The transformer is a regular mains 50Hz unit so it is much bigger than the high-frequency unit in the Light brick. This design is not as efficient as the Light brick as the regulation circuit for the +12V and -12V rails burn off excess energy as heat. The +12V regulator is mounted to the big ‘Z’ shaped heatsink, and the -12V regulator just sits in fresh air as a 0.1A load shouldn’t make it too hot.
The +5V rail is rated as 2.5A so a more efficient type of regulation is needed or the unit will get very hot. For this it uses a switching regulator circuit to chop the transformer’s output current into high frequency pulses and adjusts the ‘on’ and ‘off’ times to keep the rail steady at 5V under different loads. The 16 Pin IC does the pulsing and monitoring, and the transistor mounted on the ‘X’ shaped heatsink switches the current on and off with each pulse. There is a smoothing circuit to reduce the switching noise on the output as much as possible.
This particular unit had an annoying audible whine when in operation. Although the unit had been fully re-capped the noise was still present. I tried to reduce this by applying electronics-grade silicone on the large toroid inductor but this didn’t have much effect on the sound level. There was something unusual going on here as the switching regulator should be pulsing outside the audible range.
I took a few scope readings and discovered what was going on. The regulator was switching at around 47KHz but there were regular intervals where unwanted pulses were appearing and it was those bunches of pulses I was hearing. I clamped the scope probe to the large ‘X’ heatsink and grabbed a few waveforms.

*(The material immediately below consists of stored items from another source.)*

PR #361, opened 2016-10-28
Non-nullable arguments cannot have default values

cjoudrey:
While working on schema comparisons I realized we currently allow non-nullable types to have default values.

According to [`graphql-js`](https://github.com/graphql/graphql-js/blob/89f3f1a319bb913616f2910e8a806170155ffaf0/src/validation/rules/DefaultValuesOfCorrectType.js#L19) this is not valid.

This PR adds the same validation to `graphql-ruby`.

I'm not sure if this will change in the future due to facebook/graphql#83 but in the meantime it's probably best that we have this.

:eyes: @rmosolgo /cc @theorygeek

### DIFF
--- a/spec/graphql/schema/validation_spec.rb
+++ b/spec/graphql/schema/validation_spec.rb
@@ -200,16 +200,20 @@ describe GraphQL::Schema::Validation do
       end
     }
 
-    let(:invalid_default_argument) {
+    let(:invalid_default_argument_for_non_null_field) {
       GraphQL::Argument.define do
         name "InvalidDefault"
-        type GraphQL::INT_TYPE
-        default_value "abc"
+        type !GraphQL::INT_TYPE
+        default_value 1
       end
     }
 
     it "requires the type is a Base type" do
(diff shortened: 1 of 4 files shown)


spec/graphql/schema/validation_spec.rb
```diff
@@ -200,16 +200,20 @@ def assert_error_includes(object, error_substring)
       end
     }
 
-    let(:invalid_default_argument) {
```
cjoudrey: We forgot to :fire: this back in #267 so removing it now. 😀

rmosolgo:
This is good by me: 

> If an argument is required, it can't have a default value. 

FWIW, the analogous graphql-ruby code to the graphql-js link is here, the same logic applied to variables in a query: 

https://github.com/rmosolgo/graphql-ruby/blob/master/lib/graphql/static_validation/rules/variable_default_values_are_correctly_typed.rb#L17

I suppose this is _technically_ a breaking change, but it's a very easy upgrade path and the app just won't start if any code is affected. 

:+1: !!

PR #362, opened 2016-10-28
Fixes #356

### LINKED ISSUE #356: Relation connection with `last` but without `before` yields wrong result
When querying connection field query with arguments `first: 2` yields the same result as `last: 2`.

sjchmiela:


rmosolgo:
Thanks for taking a shot at this bug! I'm concerned about the unbounded count issue, described previously here: 

https://github.com/rmosolgo/graphql-relay-ruby/issues/1#issuecomment-143030081

Is there any way to do this without causing a (potentially huge) `COUNT` query?

sjchmiela:
By the way… isn't https://github.com/sjchmiela/graphql-ruby/blob/b0453b6a9b995ff1c98b3ecb1e5be70660703a75/lib/graphql/relay/array_connection.rb#L34 loading whole relation content into memory for `starting_offset = 0` (the case where only `last` is defined)?

It that's so, we could fix the problem in `paged_nodes` method, and instead of always grabbing the `nodes.first(limit)` we could in that case use `nodes.last(limit)`.

rmosolgo:
`ArrayConnection` always has an `Array` as `@nodes`, so it's _already_ in memory!

sjchmiela:
Oh right, I was looking at the wrong file, sorry!

rmosolgo:
Sorry, I can't accept this as-is because of the `count` issue, feel free to reopen this or another PR if you find another approach! I hope I can take a look soon!

sjchmiela:
That's ok, fix for ArrayConnection would be easy, but there is no way to solve this problem for RelationConnection not using `count`.

I personally would prefer slow response than incorrect one, but I understand your decision. 😊

rmosolgo:
Ok, it's too bad to add an unbounded count here. But, apparently not many people take this codepath, since this bug didn't show up for quite a long time! 

I think you're right that the proper behavior is better than a bug here. I have an idea for supporting heavy-duty use cases that I'll try to prepare by next week. 

Thanks for tracking this down!

PR #13, opened 2015-07-12
Refactoring changes and fix for VS

Flamefire:


Flamefire:
This is now a working set with the most "complicated" renaming and stuff done. When using this, you got to fix submodules to (they point to my repos) once they are merged. Check .gitmodules file

Flow86:
merged manually. closing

After a bit of probing I found that the supply rail for the regulator IC was a bit noisy and had no decoupling capacitor nearby. I experimented with several values and decided on a 22uF / 50V item to mount across the IC’s GND & VCC rails.
The audible noise was now gone and the waveforms were now a lot better.
This successfully fixed the noise problem and the toroid inductor now appears to run cooler than before. The +5V rail is much smoother so the A500 will appreciate that. I closed up the brick and will be keeping an ear close to it in the future 😉